▶ WORK TO COMPLETE: Below are the records; copy out every line that holds the word "eachCb".

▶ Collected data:

BEGIN

Issue #2168, opened 2018-06-26
Improve vote transaction verification/processing efficiency


SargeKhan:
### Expected behavior
For each step in verify, applyUnconfirmed, apply all votes should be verified in parallel.
### Actual behavior
For vote transaction, each of the steps i.e. verify, applyUnconfirmed, apply, we independently verify each vote (with database calls). So, for a vote transaction with 33 votes, it will make 33 database calls in series for verifying a vote. Total DB calls (only for verifying the vote, and not other necessary checks) for each of these steps is 33 * 3 = 99. And all of these database calls are run in series.
### Steps to reproduce
N/A
### Which version(s) does this affect? (Environment, OS, etc...)
1.0.0

PR #2189, opened 2018-07-02
Improve vote transaction verification performance

SargeKhan:
### What was the problem?
The vote transaction verification was slow because the dependent rows for validating a transaction were fetched from the database in series. 
### How did I fix it?
When verifying a transaction, the application now aggregates addresses of all accounts in memory first and then runs one query to fetch all accounts.
### How to test it?
Create alpha-net and run vote transactions stress tests. Compare performance with the older version. 
### Review checklist
Check behavior is exactly the same.
Check there are significant performance improvements.
* The PR solves #2168
* Linting passes
* Tests pass

### DIFF
--- a/modules/delegates.js
+++ b/modules/delegates.js
@@ -353,112 +353,146 @@ __private.decryptPassphrase = function(encryptedPassphrase, password) {
  * @returns {setImmediateCallback} cb, err
  * @todo Add description for the params
  */
-__private.checkDelegates = function(publicKey, votes, state, cb, tx) {
+__private.checkDelegates = function(senderPublicKey, votes, state, cb, tx) {
 	if (!Array.isArray(votes)) {
 		return setImmediate(cb, 'Votes must be an array');
 	}
 
-	modules.accounts.getAccount(
-		{ publicKey },
-		(err, account) => {
-			if (err) {
-				return setImmediate(cb, err);
+	// Converting publicKeys to addresses because module.accounts do not support fetching multiple accounts by publicKeys
+	const actionWithAddresses = votes.map(vote => {
+		const action = vote[0];
+		let voteAddress;
+
+		try {
+			if (action !== '+' && action !== '-') {
+				throw 'Invalid math operator';
 			}
+			const votePublicKey = vote.slice(1);
 
-			if (!account) {
-				return setImmediate(cb, 'Account not found');
-			}
+			voteAddress = modules.accounts.generateAddressByPublicKey(votePublicKey);
+		} catch (e) {
+			library.logger.error(e.stack);
+			return setImmediate(cb, e);
+		}
+		return {
+			action,
+			address: voteAddress,
+		};
+	});
 
-			const delegates =
-				state === 'confirmed' ? account.delegates : account.u_delegates;
-			const existingVotes = Array.isArray(delegates) ? delegates.length : 0;
-			let additions = 0;
-			let removals = 0;
+	async.waterfall(
+		[
+			function getVotedAccounts(waterfallCb) {
+				modules.accounts.getAccount(
+					{ publicKey: senderPublicKey },
+					(err, account) => {
+						if (err) {
+							return setImmediate(waterfallCb, err);
+						}
 
-			async.eachSeries(
-				votes,
-				(action, cb) => {
-					const math = action[0];
+						if (!account) {
+							return setImmediate(waterfallCb, 'Account not found');
+						}
 
-					if (math === '+') {
-						additions += 1;
-					} else if (math === '-') {
-						removals += 1;
-					} else {
-						return setImmediate(cb, 'Invalid math operator');
-					}
+						const delegates =
+							state === 'confirmed' ? account.delegates : account.u_delegates;
+						const votedAddresses = Array.isArray(delegates)
+							? delegates.map(delegate =>
+									modules.accounts.generateAddressByPublicKey(delegate)
+								)
+							: [];
 
-					const publicKey = action.slice(1);
+						return setImmediate(waterfallCb, null, votedAddresses);
+					},
+					tx
+				);
+			},
+			function validateVotes(existingVotedAddresses, waterfallCb) {
+				modules.accounts.getAccounts(
+					{
+						address: actionWithAddresses.map(({ address }) => address),
+						isDelegate: 1,
+					},
+					(err, votesAccounts) => {
+						if (err) {
+							return setImmediate(waterfallCb, err);
+						}
 
-					try {
-						Buffer.from(publicKey, 'hex');
-					} catch (e) {
-						library.logger.error(e.stack);
-						return setImmediate(cb, 'Invalid public key');
-					}
+						if (
+							!votesAccounts ||
+							votesAccounts.length < actionWithAddresses.length
+						) {
+							return setImmediate(waterfallCb, 'Delegate not found');
+						}
 
-					modules.accounts.getAccount(
-						{ publicKey, isDelegate: 1 },
-						(err, account) => {
-							if (err) {
-								return setImmediate(cb, err);
-							}
-
-							if (!account) {
-								return setImmediate(cb, 'Delegate not found');
-							}
-
-							if (
-								math === '+' &&
-								(delegates != null && delegates.indexOf(publicKey) !== -1)
-							) {
-								return setImmediate(
-									cb,
-									`Failed to add vote, delegate "${
-										account.username
-									}" already voted for`
-								);
-							}
-
-							if (
-								math === '-' &&
-								(delegates === null || delegates.indexOf(publicKey) === -1)
-							) {
-								return setImmediate(
-									cb,
-									`Failed to remove vote, delegate "${
-										account.username
-									}" was not voted for`
-								);
-							}
-
-							return setImmediate(cb);
-						},
-						tx
-					);
-				},
-				err => {
-					if (err) {
-						return setImmediate(cb, err);
-					}
-
-					const totalVotes = existingVotes + additions - removals;
-
-					if (totalVotes > constants.activeDelegates) {
-						const exceeded = totalVotes - constants.activeDelegates;
-
-						return setImmediate(
-							cb,
-							`Maximum number of ${
-								constants.activeDelegates
-							} votes exceeded (${exceeded} too many)`
+						const upvoteAccounts = votesAccounts.filter(voteAccount =>
+							actionWithAddresses.find(
+								actionWithAddress =>
+									actionWithAddress.action === '+' &&
+									actionWithAddress.address === voteAccount.address
+							)
 						);
-					}
-					return setImmediate(cb);
-				}
-			);
-		},
-		tx
+						const downvoteAccounts = votesAccounts.filter(voteAccount =>
+							actionWithAddresses.find(
+								actionWithAddress =>
+									actionWithAddress.action === '-' &&
+									actionWithAddress.address === voteAccount.address
+							)
+						);
+
+						const invalidUpvoteAccount = upvoteAccounts.find(
+							voteAccount =>
+								existingVotedAddresses.find(
+									existingVotedAddress =>
+										voteAccount.address === existingVotedAddress
+								) !== undefined
+						);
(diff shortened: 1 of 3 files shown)


modules/delegates.js
```diff
@@ -353,112 +353,146 @@ __private.decryptPassphrase = function(encryptedPassphrase, password) {
...
+
+						if (!account) {
+							return setImmediate(waterfallCb, 'Account not found');
+						}
+
+						const delegates =
+							state === 'confirmed' ? account.delegates : account.u_delegates;
+						const votedAddresses = Array.isArray(delegates)
+							? delegates.map(delegate =>
+									modules.accounts.generateAddressByPublicKey(delegate)
```
4miners: Maybe try...catch it?

modules/delegates.js
```diff
@@ -353,112 +353,146 @@ __private.decryptPassphrase = function(encryptedPassphrase, password) {
...
-					if (totalVotes > constants.activeDelegates) {
-						const exceeded = totalVotes - constants.activeDelegates;
+	async.waterfall(
+		[
+			function getVotedAccounts(waterfallCb) {
+				modules.accounts.getAccount(
+					{ publicKey: senderPublicKey },
+					(err, account) => {
+						if (err) {
+							return setImmediate(waterfallCb, err);
```
4miners: Check if there is proper message when logging.

modules/delegates.js
```diff
@@ -353,112 +353,146 @@ __private.decryptPassphrase = function(encryptedPassphrase, password) {
...
-				},
-				err => {
-					if (err) {
-						return setImmediate(cb, err);
-					}
-
-					const totalVotes = existingVotes + additions - removals;
+			voteAddress = modules.accounts.generateAddressByPublicKey(votePublicKey);
+		} catch (e) {
+			library.logger.error(e.stack);
```
4miners: also some additional message about source

modules/delegates.js
```diff
@@ -353,112 +353,146 @@ __private.decryptPassphrase = function(encryptedPassphrase, password) {
...
+					(err, votesAccounts) => {
+						if (err) {
+							return setImmediate(waterfallCb, err);
+						}
+
+						if (
+							!votesAccounts ||
+							votesAccounts.length < actionWithAddresses.length
+						) {
+							return setImmediate(waterfallCb, 'Delegate not found');
```
4miners: Please add additional log here with inconsistent data.

modules/delegates.js
```diff
@@ -353,112 +353,146 @@ __private.decryptPassphrase = function(encryptedPassphrase, password) {
...
+							)
+						);
 
-						return setImmediate(
-							cb,
-							`Maximum number of ${
-								constants.activeDelegates
-							} votes exceeded (${exceeded} too many)`
+						const invalidUpvoteAccount = upvoteAccounts.find(
+							voteAccount =>
```
4miners: review logic (performance)

4miners:
Instead of making alphanet tests those changes can be tested locally with higher accuracy.

modules/delegates.js
SargeKhan: We are getting this information from the database. So, I think it is not required here.

modules/delegates.js
SargeKhan: e.stack is very descriptive. For example, 
> x = new Error('database error')
> x.stack
'Error: database error\n    at repl:1:5\n    at sigintHandlersWrap (vm.js:22:35)\n    at sigintHandlersWrap (vm.js:73:12)\n    at ContextifyScript.Script.runInThisContext (vm.js:21:12)\n    at REPLServer.defaultEval (repl.js:340:29)\n    at bound (domain.js:280:14)\n    at REPLServer.runBound [as eval] (domain.js:293:12)\n    at REPLServer.<anonymous> (repl.js:539:10)\n    at emitOne (events.js:101:20)\n    at REPLServer.emit (events.js:188:7)'
It gives all the details about the error.

modules/delegates.js
SargeKhan: The log message is what is returned from accounts repo. And it's the same as previous implementation. I think we should not change it.

modules/delegates.js
SargeKhan: There can be one performance improvement. But I think it'll make the code more complicated. I think performance benefit is not so much.

modules/delegates.js
```diff
@@ -353,112 +353,160 @@ __private.decryptPassphrase = function(encryptedPassphrase, password) {
  * @returns {setImmediateCallback} cb, err
  * @todo Add description for the params
  */
-__private.checkDelegates = function(publicKey, votes, state, cb, tx) {
```
nazarhussain: `publicKey` is just identifier of account for which you want to check the votes. Renaming it to `senderPublicKey` make it confusing.

modules/delegates.js
nazarhussain: Yes I agree with @4miners we need to have a descriptive error message here, as we are doing everywhere else in application. May something like: 

> Invalid vote format found in transaction

modules/delegates.js
```diff
@@ -353,112 +353,160 @@ __private.decryptPassphrase = function(encryptedPassphrase, password) {
...
-				err => {
-					if (err) {
-						return setImmediate(cb, err);
-					}
-
-					const totalVotes = existingVotes + additions - removals;
+			voteAddress = modules.accounts.generateAddressByPublicKey(votePublicKey);
+		} catch (e) {
+			library.logger.error(e.stack);
+			return setImmediate(cb, e);
```
nazarhussain: Does this `return` will stop the consequent iterations of `votes.map` on line 363 ?

modules/delegates.js
```diff
@@ -353,112 +353,160 @@ __private.decryptPassphrase = function(encryptedPassphrase, password) {
...
 
-	modules.accounts.getAccount(
-		{ publicKey },
-		(err, account) => {
-			if (err) {
-				return setImmediate(cb, err);
-			}
+	// Converting publicKeys to addresses because module.accounts do not support fetching multiple accounts by publicKeys
+	// TODO: Use Hashmap to improve performance further.
+	const actionWithAddresses = votes.map(vote => {
```
nazarhussain: More readable name suggestion is `voteAddressesWithActions`

modules/delegates.js
```diff
@@ -353,112 +353,160 @@ __private.decryptPassphrase = function(encryptedPassphrase, password) {
...
+									actionWithAddresses,
+									votesAccounts,
+									(
+										{ address: addressFromTransaction },
+										{ addressFromAccount }
+									) => addressFromTransaction === addressFromAccount
+								)
+							);
+							return setImmediate(waterfallCb, 'Delegate not found');
+						}
```
nazarhussain: There are two different steps of validation: 

1. The votes (or public keys) appears valid delegates 
2. Then validate individual vote

So the flow should be implemented as: 

1. Parse all votes to strip the actions 
2. Convert all public keys to addresses 
3. Check if any of those are not valid delegate 
4. Fetch all existing votes from that account 
5. Validate individual vote 

I believe that's the more efficient and effective flow to validate votes. 

Currently the order is implemented as 1, 2, 4, 3, 5.

modules/delegates.js
SargeKhan: Every account has pubicKey, and previously we have variable shadowing for `publicKey`. It makes sense to have a more descriptive name. So we avoid making same mistakes again.

modules/delegates.js
SargeKhan: If there is an exception thrown from https://github.com/LiskHQ/lisk/pull/2189/files#diff-9d5cd48f1ba4ec6b2770fd44edc90323R369, we will have a message `Invalid math operator`. And also, `modules.accounts.generateAddressByPublicKey` throws `Invalid public key: ${publicKey}` in case of invalid publicKey. This is as descriptive as it gets.

modules/delegates.js
SargeKhan: Yes. Since javascript is single threaded and there are no asynchronous calls in this `map`. It will not continue any further. But I get your point that it makes the code look more imperative. Do you have any suggestions? I could have one `.each` for verifying and another `map` for converting votes to actionsWithAddresses but that seemed less performant.

modules/delegates.js
SargeKhan: Why do you say its more efficient? I agree that the flow seems more consistent in the order you described it. But 4 fetches 1 record, and 3 will fetch 33 records. So, it's better to perform step 4  because it requires less I/O.

modules/delegates.js
SargeKhan: Why?

SargeKhan:
@4miners, I created a custom system test for this feature in order to benchmark performance of validating votes. The test logs the time it takes for 25 vote transactions (with 33 votes each) to be processed in the unconfirmed state. The results of the test was as following:
With version 1.1.0, the time it took was: **2181.467ms**
With this PR (#2189), the time it took was: **563.820ms**
This result was consistent with multiple runs of the same test. 

Code is as follow:  

```
'use strict';

var async = require('async');
var lisk = require('lisk-elements').default;
var accountFixtures = require('../../../fixtures/accounts');
var randomUtil = require('../../../common/utils/random');
var constants = require('../../../../helpers/constants');
var localCommon = require('../common');
var genesisDelegates = require('../../../data/genesis_delegates.json').delegates;

describe('system test (type 3) - voting with performance test', () => {
	var library;
	localCommon.beforeBlock('system_3_3_votes', lib => {
		library = lib;
	});

	// performance checks
	describe('check performance of full vote transactions', () => {
		let votersAccounts;
		before('send money to voters accounts', done => {
			votersAccounts = _.range(25).map(() => randomUtil.account());

			const transferTransactions = votersAccounts.map(account => lisk.transaction.transfer({
				amount: 25000 * constants.normalizer,
				passphrase: accountFixtures.genesis.passphrase,
				recipientId: account.address,
			}));

			localCommon.addTransactionsAndForge(library, transferTransactions, done);
		});

		describe('create votes for accounts', () => {
			let voteTransactions;

			before('create vote transactions', done => {
				voteTransactions = votersAccounts.map(account => lisk.transaction.castVotes({
					passphrase: account.passphrase,
					votes: (_.uniq(_.sortBy(genesisDelegates, () => Math.floor(Math.random() * 101)))).map(delegate => delegate.publicKey).splice(0, 33),
					timeOffset: -10000,
				}));
				done();
			});

			it('measure time for forging a block', done => {
				console.time('forging block with 25 vote transactions');
				async.each(voteTransactions, (voteTransaction, eachCb) => {
					localCommon.addTransaction(library, voteTransaction, err => {
						eachCb(err);
					});
				}, err => {
					expect(err).to.not.exist;
					console.timeEnd('forging block with 25 vote transactions');
					done();
				});
			});
		});
	});
});
```

modules/delegates.js
nazarhussain: I suggest to move `try/catch` outside `map` and use the callback there.

modules/delegates.js
nazarhussain: Its a suggestion. To me it's more readable.

modules/delegates.js
nazarhussain: As if something failed in step 3, we don't need to go for step 4.

SargeKhan: It's a matter of preference. And I prefer the current approach. Let me know if you strongly feel about this. If so, we can discuss it further.

nazarhussain: I still feel that its not matter of the preference. Means its not a syntax or js feature usage. Its a business flow, if you feel that above steps are the right order, then we must go with those. 

If you feel above steps are not in correct order, then we can discuss further.

MaciejBaj: The well-informed decision about the order would have to rely on studies - is it more probable to receive a transaction that exceeds the votes limit (4. Fetch all existing votes from that account) or votes for accounts not being delegates (3. Check if any of those are not valid delegate). 
My intuition basing on the current situation says the exceeding the votes limit is more common situation. It has to be done first then to avoid unnecessary following steps. 
Then the order implemented by Usman is valid.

END

▶ ANSWER SECTION:
				async.each(voteTransactions, (voteTransaction, eachCb) => {
						eachCb(err);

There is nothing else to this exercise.